**edited because copy & paste didn’t copy all from the Word Doc this originated
I have a microbiology use case, too Some of this data is duplicative of more granular data contained in the same source table. However, the less granular data is useful when the data with finer granularity is NULL.
Easy ones first:
- specimen source/specimen_type is represented as a snomed code. Examples of string terms for the code = Structure of urinary tract proper, Lower respiratory tract structure, Catheter. This will map to SPECIMEN.specimen_concept_id & assc. columns
*origin of specimen code/body or device site is represented as a snomed code. Examples of string terms for the code = Urine specimen obtained via indwelling urinary catheter, Sputum specimen obtained by aspiration. This will map to SPECIMEN.anatomic_site_concept_id & assc. columns
Now I have multiple attributes for one *_concept_id. How do I represent it? Do I duplicate the *_concept_id to add in the attributes?
- drug susceptibility test/antiobiotic_test is represented as a LOINC code. Example of string terms for the code = Bacteria identified in Isolate by Culture, or Bacteria identified in Unspecified specimen by Culture. This will map to MEASUREMENT. concept_id
- type of bacteria represented as a snomed code. Examples of string terms for the code = E.Coli, shingella, no growth.
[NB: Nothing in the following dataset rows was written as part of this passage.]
PR #206, opened 2017-11-11
support cronjob resources

skaes:
This pull request adds support for cronjob resources. I have run the tests against 1.7 and 1.8 clients and 1.7 and 1.8 clusters. Please let me know if anything needs to be changed.

### DIFF
--- a/lib/kubernetes-deploy/deploy_task.rb
+++ b/lib/kubernetes-deploy/deploy_task.rb
@@ -38,7 +38,7 @@ require 'kubernetes-deploy/kubeclient_builder'
 require 'kubernetes-deploy/ejson_secret_provisioner'
 
 module KubernetesDeploy
-  class Runner
+  class DeployTask
     include KubeclientBuilder
 
     PREDEPLOY_SEQUENCE = %w(
@@ -327,15 +327,15 @@ module KubernetesDeploy
         @logger.info("Deploying resources:")
       else
         resource = resources.first
-        @logger.info("Deploying #{resource.id} (timeout: #{resource.timeout}s)")
+        @logger.info("Deploying #{resource.id} (#{resource.pretty_timeout_type})")
       end
 
       # Apply can be done in one large batch, the rest have to be done individually
       applyables, individuals = resources.partition { |r| r.deploy_method == :apply }
 
       individuals.each do |r|
-        @logger.info("- #{r.id} (timeout: #{r.timeout}s)") if resources.length > 1
-        r.deploy_started = Time.now.utc
+        @logger.info("- #{r.id} (#{r.pretty_timeout_type})") if resources.length > 1
+        r.deploy_started_at = Time.now.utc
         case r.deploy_method
         when :replace
           _, _, replace_st = kubectl.run("replace", "-f", r.file_path, log_failure: false)
@@ -370,9 +370,9 @@ module KubernetesDeploy
 
       command = ["apply"]
       resources.each do |r|
-        @logger.info("- #{r.id} (timeout: #{r.timeout}s)") if resources.length > 1
+        @logger.info("- #{r.id} (#{r.pretty_timeout_type})") if resources.length > 1
         command.push("-f", r.file_path)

This should/would “seem” to logically map to MEASUREMENT.value_as_concept_id for the above test, but the domain_id for the concept = Observation. Same issue @Dymshyts pointed out above
How do I represent the attributes of the bacteria? And are these attributes even necessary? Isn’t morphology a defining characteristic of a type of bacteria? Who’s the microbiology expert in OMOP? I want to create a 2nd field mapping for the type of bacteria (snomed code above) to the OBSERVATION.Observation_concept_id, but the following attributes won’t fit into one row of the OBSERVATION table:
- “status” of the bacteria. The 2 values are detected & not detected.
- morphology of the bacteria. Examples of string terms (no associated code) = branching, chains, mucoid. Is this necessary?
- oxidase status – test to help identify bacteria. Only 2 string terms = positive or negative. Is this necessary?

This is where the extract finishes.